How would one go about solving the problem below efficiently? If $$\sum_{k=1}^{5}\left(-1\right)^{\left(k+1\right)}\left(ka^{2}-k^{2}a\right)=P\cdot a^{2}+Q\cdot a$$compute P and Q.
I managed to solve it (albeit slowly) by solving for each term from k=1 to k=5 and adding them up, but that seems rather inefficient. I imagine there has to be a better way to solve this problem, and if so, could someone explain it?
 A: The coefficient of $a^2$ is $(1-2+3-4+5).$ The coefficient of $a$ is $-(1-4+9-16+25).$
If $5$ was replaced with $100,$ you might look for something faster.

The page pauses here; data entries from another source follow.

PR #144, opened 2018-12-07
Replace OracleJDK7 with OpenJDK7

stevedlawrence:
- TravisCI no longer supports the former

DAFFODIL-2025


stevedlawrence:
Turns out things still don't work with OpenJDK. TravisCI is able to install that version, but our version of SBT depends on Scala 2.12, which doesn't work on OpenJDK 7. This isn't surprising since Scala 2.12 required Java 8, so the question is why did it work at all on Oracle JDK 7 before? Not sure it's woth the effort to figure it out--Java 7 has been EOL for few years. So I think we should just remove Java7 from TravisCI.

Note that the jars we cross compile with Scala 2.11 shoudl still work on Java 7, so Daffodil can still run on older stystems, we just can't perform automated nightlies. So perhaps we can say it should work on Java 7, but it's not officially supported anymore.

PR #145, opened 2018-12-10
Bump SBT version to 1.2.7

stevedlawrence:
- SBT 1.2.7 fixes the issue where Javadocs do not generate correctly in Java 9+

DAFFODIL-2002


mbeckerle:
So we have a few things that are annoying given the proliferation of projects. One is this number, the other is the scala compiler version number. These need to be centralized, or mostly so. Can one just set this in one place?

stevedlawrence:
Do you mean how all the different DFDL schemas also need to include an sbt and scala version number? I don't think there is a great way around that. The sbt version number definiately can't be centralized, since the build.properties file has a very simple format and is parsed very earily in the sbt startup process.

The scala version can be a little more dynamic, but I don't think there is a way to query the scala version that Daffodil uses. The best we could probably do is create an SBT plugin that the DFDL Schema projects use, and that plugin could be manually updated to match the Daffodil version. Then it just becomes a matter of updating that plugin. But that's kindof odd behavior for a plugin. It doesn't really do anything, just sets a bunch of default parameters. And it still requires people to update the plugin version to get the new settings. So still a somewhat manual process.

I'm not sure there's a great solution to that problem. When probably just need to remember to update scala and sbt versions when we update the daffodil dependency.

You can prove by induction that:
$$1-2+3+\cdots -2n=-n\\
1-2+3-\cdots +(2n+1)=n+1\\
1-4+\cdots +(-1)^{n+1}n^2 =(-1)^{n+1}\frac{n(n+1)}2$$
This gives, since $n=5$ is odd:
$$3a-15$$
If you replace $5$ with $n$ then you get:
$$\sum_{k=1}^n (-1)^{k+1}(ka^2-k^2a)\\=(-1)^{n+1}\left(\left\lfloor \frac {n+1}2\right\rfloor a^2-\frac{n(n+1)}2a\right)$$

Trivial: $P$ is always a divisor of $Q.$
This is because when $n$ is even, $P=-\frac n2.$ When $n$ is odd, then $P=\frac{n+1}2.$
A: $$\sum_{k=1}^{5}\left(-1\right)^{\left(k+1\right)}\left(ka^{2}-k^{2}a\right)=P\cdot a^{2}+Q\cdot a$$
$$=[\sum_{k=1}^{5}\left(-1\right)^{\left(k+1\right)}(k)]a^{2}-[\sum_{k=1}^{5}\left(-1\right)^{\left(k+1\right)}(k^{2})]a=P\cdot a^{2}+Q\cdot a$$
Am I wrong in thinking that $\sum_{k=1}^{5}\left(-1\right)^{\left(k+1\right)}(k) = P$ and $\sum_{k=1}^{5}\left(-1\right)^{\left(k+1\right)}(k^{2}) = -Q$ ?
Maybe it depends on what $a,P,Q$ are. I believe that $3x^2+4x+7=Ax^2+Bx+C$ for all $x \in \mathbb R$ if and only if $3=A,4=B,7=C$.